Elemental’s three complementary photographers—Chris McCaw, Mitch Dobrowner and Edward Ranney—all focus on nature as their subject, but without an overt environmental message. A show that invokes earth, fire, wind, water and heart, however, can’t stray too far from the Planeteers’ territory—or from fear and love.

McCaw’s Sunburn series uses the process of solarization—an unintended effect he discovered by forgetting to close his camera’s shutter—to turn land and seascapes into muted negatives, eerie inverses of what’s expected of scenic sunsets. Additionally, after lengthy exposure, the sun physically scars the negatives, creating what appear to be sickly cigarette burns where the sun used to be.

The result is a sci-fi-looking collection that could easily be the backdrop for the original ’60s TV version of Lost in Space. The gelatin silver paper negatives portray the sun with reverent dread, showcasing its capacity to destroy. Indeed, the sun scar in “No. 218” looks like a post-apocalyptic laser beam attempting to annihilate a tree-lined crag.

Dobrowner’s Storms series falls halfway between fear and love. Large-scale shots of billowing storms reveal equal parts awe and respect. Most of the prints showcase a large storm system, whose size is exaggerated by the relatively small space Dobrowner gives the earth—which is usually just a sliver in comparison.

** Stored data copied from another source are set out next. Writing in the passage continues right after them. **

PR #6290, opened 2017-01-27
Correctly detect which protocols are supported when using OpenSSL

normanmaurer:
Motivation:

We failed to properly test if a protocol is supported on an OpenSSL installation and just always returned all protocols.

Modifications:

- Detect which protocols are supported on a platform.
- Skip protocols in tests when not supported. This fixes a build error on some platforms introduced by [#6276].

Result:

Correctly return only the supported protocols

### DIFF
--- a/handler/src/test/java/io/netty/handler/ssl/OpenSslEngineTest.java
+++ b/handler/src/test/java/io/netty/handler/ssl/OpenSslEngineTest.java
@@ -22,6 +22,7 @@ import io.netty.handler.ssl.ApplicationProtocolConfig.SelectorFailureBehavior;
 import io.netty.handler.ssl.util.InsecureTrustManagerFactory;
 import io.netty.handler.ssl.util.SelfSignedCertificate;
 import io.netty.util.internal.ThreadLocalRandom;
+import org.junit.Assume;
 import org.junit.BeforeClass;
 import org.junit.Test;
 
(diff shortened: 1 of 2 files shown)


handler/src/test/java/io/netty/handler/ssl/OpenSslEngineTest.java
```diff
@@ -426,13 +426,17 @@ public void testWrapWithDifferentSizes() throws Exception {
...
         // SSLv2 is not supported on most openssl installations so skip it.
+
         testWrapWithDifferentSizes(OpenSsl.PROTOCOL_TLS_V1, TLS_V1_CIPHERS);
         testWrapWithDifferentSizes(OpenSsl.PROTOCOL_TLS_V1_1, TLS_V1_1_CIPHERS);
         testWrapWithDifferentSizes(OpenSsl.PROTOCOL_TLS_V1_2, TLS_V1_2_CIPHERS);
         testWrapWithDifferentSizes(OpenSsl.PROTOCOL_SSL_V3, SSL_V3_CIPHERS);
     }
 
     private void testWrapWithDifferentSizes(String protocol, Set<String> ciphers) throws Exception {
+        if (!OpenSsl.SUPPORTED_PROTOCOLS_SET.contains(protocol)) {
```
Scottmitch: assumeTrue(OpenSsl.SUPPORTED_PROTOCOLS_SET.contains(protocol))

normanmaurer:
cherry-picked into 4.1 (7a39afd031accea9ee38653afbd58eb1c466deda) and 4.0 (bb1440759fbcd8221c772404f8269b748e667b1c)

PR #6294, opened 2017-01-30
Ensure tests added in 91f050d2ef6b22b7aec187aa1cf4593955dcea82 work w…

normanmaurer:
…ith different openssl installations

Motivation:

Tests were added in 91f050d2ef6b22b7aec187aa1cf4593955dcea82 to run with different protocols / ciphers. These may fail currently when openssl was compiled without support for the protocol / ciphers.

Modifications:

- Refactor tests to easier understand for which protocol / cipher it failed
- Not fail the test if the protocol is not supported with the used openssl version.

Result:

More robust testing.


normanmaurer:
Cherry-picked into 4.1 (7736534) and 4.0 (0d2a0abaa2e8a598a9a50fc04a8ae13dea0d9c55)

PR #6297, opened 2017-01-31
Allow to configure a maximum select timeout / epoll wait timeout

normanmaurer:
Motivation:

To optimize throughput it can be useful to allow set a maximum select / epoll wait timeout.

Modifications:

Add system property which allows to set a max value.

Result:

More flexible configuration

### DIFF
--- a/transport-native-epoll/src/main/java/io/netty/channel/epoll/EpollEventLoop.java
+++ b/transport-native-epoll/src/main/java/io/netty/channel/epoll/EpollEventLoop.java
@@ -27,6 +27,7 @@ import io.netty.util.collection.IntObjectMap;
 import io.netty.util.concurrent.RejectedExecutionHandler;
 import io.netty.util.internal.ObjectUtil;
 import io.netty.util.internal.PlatformDependent;
+import io.netty.util.internal.SystemPropertyUtil;
 import io.netty.util.internal.logging.InternalLogger;
 import io.netty.util.internal.logging.InternalLoggerFactory;
 
@@ -45,6 +46,13 @@ final class EpollEventLoop extends SingleThreadEventLoop {
     private static final InternalLogger logger = InternalLoggerFactory.getInstance(EpollEventLoop.class);
     private static final AtomicIntegerFieldUpdater<EpollEventLoop> WAKEN_UP_UPDATER =
             AtomicIntegerFieldUpdater.newUpdater(EpollEventLoop.class, "wakenUp");
+
+    // Just to make it easier to switch between NIO and EPOLL.
+    private static final long MAX_SELECT_TIMEOUT =
+            SystemPropertyUtil.getLong("io.netty.maxSelectTimeout", Long.MAX_VALUE);
+
+    private static final long MAX_EPOLL_WAIT_TIMEOUT =
+            SystemPropertyUtil.getLong("io.netty.maxEpollWaitTimeout", MAX_SELECT_TIMEOUT);
 
     private final FileDescriptor epollFd;
     private final FileDescriptor eventFd;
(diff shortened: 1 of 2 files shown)


transport-native-epoll/src/main/java/io/netty/channel/epoll/EpollEventLoop.java
```diff
@@ -46,6 +47,13 @@
     private static final AtomicIntegerFieldUpdater<EpollEventLoop> WAKEN_UP_UPDATER =
             AtomicIntegerFieldUpdater.newUpdater(EpollEventLoop.class, "wakenUp");
 
+    // Just to make it easier to switch between NIO and EPOLL.
+    private static final long MAX_SELECT_TIMEOUT =
+            SystemPropertyUtil.getLong("io.netty.maxSelectTimeout", Long.MAX_VALUE);
+
+    private static final long MAX_EPOLL_WAIT_TIMEOUT =
+            SystemPropertyUtil.getLong("io.netty.maxEpollWaitTimeout", MAX_SELECT_TIMEOUT);
```
trustin: Is this ever necessary then?

normanmaurer: @trustin I guess we could just use `io.netty.maxSelectTimeout` all the time if you prefer. WdYT ?

transport-native-epoll/src/main/java/io/netty/channel/epoll/EpollEventLoop.java
```diff
@@ -201,7 +209,8 @@ private int epollWait(boolean oldWakenUp) throws IOException {
         long currentTimeNanos = System.nanoTime();
         long selectDeadLineNanos = currentTimeNanos + delayNanos(currentTimeNanos);
         for (;;) {
-            long timeoutMillis = (selectDeadLineNanos - currentTimeNanos + 500000L) / 1000000L;
+            long timeoutMillis = Math.min(MAX_EPOLL_WAIT_TIMEOUT,
```
Scottmitch: Can someone explain this sleep logic here? The native code also ensures it sleeps the full time if EINTR pops up.

I'm wondering if I need to do something similar in kqueue https://github.com/netty/netty/pull/6000/files#diff-54822e50acc8dd1c0bd8053332e65659R141

transport-native-epoll/src/main/java/io/netty/channel/epoll/EpollEventLoop.java
trustin: Yes, please.

transport-native-epoll/src/main/java/io/netty/channel/epoll/EpollEventLoop.java
trustin: I'm not sure I get your question. Are you asking about `selectDeadLineNanos`? If so, it's to execute a scheduled task.

Scottmitch: I'm trying to understand why we have a loop to call `Native.epollWait` in `EpollEventLoop` and we also loop in [netty_epoll_native_epollWait0](https://github.com/netty/netty/blob/4.1/transport-native-epoll/src/main/c/netty_epoll_native.c#L249) to ensure we wait for the desired time. `delayNanos` gets the amount of time until the "next schedule task to execute (max of 1 second) and scheduling a `Runnable` involves a queueing a wakeup task on the event loop [1]. So even if a new task is scheduled while we are waiting the event loop should be woken up to re-evaluate wait times. It seems like we could reduce thrashing on the event loop when there is a low workload and in general reduce code here. This was the approach I took in KQUEUE but I'm not sure if I'm missing something...

[1] https://github.com/netty/netty/blob/4.1/common/src/main/java/io/netty/util/concurrent/AbstractScheduledEventExecutor.java#L212

normanmaurer:
Let me close this one for now and I think we may not need it at all

transport-native-epoll/src/main/java/io/netty/channel/epoll/EpollEventLoop.java
Scottmitch: @normanmaurer @trustin - despite this PR being closed I would still appreciate if someone could provide clarity 👍

PR #6299, opened 2017-01-31
PooledByteBuf.capacity(...) not enforces maxCapacity()

normanmaurer:
Motivation:

PooledByteBuf.capacity(...) miss to enforce maxCapacity() and so its possible to increase the capacity of the buffer even if it will be bigger then maxCapacity().

Modifications:

- Correctly enforce maxCapacity()
- Add unit tests for capacity(...) calls.

Result:

Correctly enforce maxCapacity().

### DIFF
--- a/buffer/src/main/java/io/netty/buffer/AbstractByteBuf.java
+++ b/buffer/src/main/java/io/netty/buffer/AbstractByteBuf.java
@@ -1383,6 +1383,13 @@ public abstract class AbstractByteBuf extends ByteBuf {
         checkReadableBytes0(minimumReadableBytes);
     }
 
+    protected final void checkNewCapacity(int newCapacity) {
+        ensureAccessible();
+        if (newCapacity < 0 || newCapacity > maxCapacity()) {
+            throw new IllegalArgumentException("newCapacity: " + newCapacity + " (expected: 0-" + maxCapacity() + ')');
+        }
+    }
+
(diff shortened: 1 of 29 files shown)


normanmaurer:
Fixing all the bugs FTW 👍

Scottmitch:
thanks for taking care of this @normanmaurer !

buffer/src/main/java/io/netty/buffer/AbstractByteBuf.java
```diff
@@ -1383,6 +1383,13 @@ protected final void checkReadableBytes(int minimumReadableBytes) {
         checkReadableBytes0(minimumReadableBytes);
     }
 
+    protected final void checkNewCapacity(int newCapacity) {
+        ensureAccessible();
+        if (newCapacity < 0 || newCapacity > maxCapacity()) {
+            throw new IllegalArgumentException("newCapacity: " + newCapacity);
```
trustin: `+ " (expected: 0-" + maxCapacity() + ')'`?

normanmaurer: done

normanmaurer:
Cherry-picked into 4.1 (66b17310418230d12c21f1f91287c22022d8d847) and 4.0 (66b17310418230d12c21f1f91287c22022d8d847)

PR #6304, opened 2017-02-02
More strict testing of handshake behaviour

normanmaurer:
Motiviation:

We should ensure we not need any extra wrap / unwrap calls during handshake once the handshake was signaled as finished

“Arm of God” features an undulating cloud formation that swirls menacingly above a meager strip of earth and its even less-impressive signs of life. For Dobrowner, the human world lives capriciously in the shadow of great natural beauty and power.

Ranney’s images in Down Country—which accompany Lucy Lippard’s eponymous book about the Tano people and the Galisteo Basin—are the least singularly emotive. The photos of Galisteo Basin expanses and the petroglyphs therein are straightforward and non-sentimental. There are no tricks or ideal scenarios to play up the majesty and mystery of the area. The land is beautiful without exaggeration.

Threat, too, is present, but only if one has knowledge of the Galisteo Basin and how it’s been hazarded by the scourge of development. In Ranney’s treatment, there’s a loving relationship with the land, but an agreement not to kiss in public. Ironically, the location to which so much text is dedicated in the book speaks for itself.

In all of the works in Elemental, human beings are quietly missing, although their presence is inextricable from the subject matter. McCaw recalls humanity with the burnt negatives, which create an awareness of the film itself and, by extension, the person taking the pictures. Dobrowner’s humans are suggested only by their machinations: tiny lilted fence posts or diminutive silos beneath an ominous sky. Ranney’s humans are present in the petroglyphs once made by their hands, but even more so in the context of the present controversy surrounding Galisteo Basin development.

The environmental art in Elemental has no disruptive installation art like Robert Smithson’s “Spiral Jetty,” no radical verbiage, just an exposition of the natural world—with a side of fear, love and, fortunately, restraint.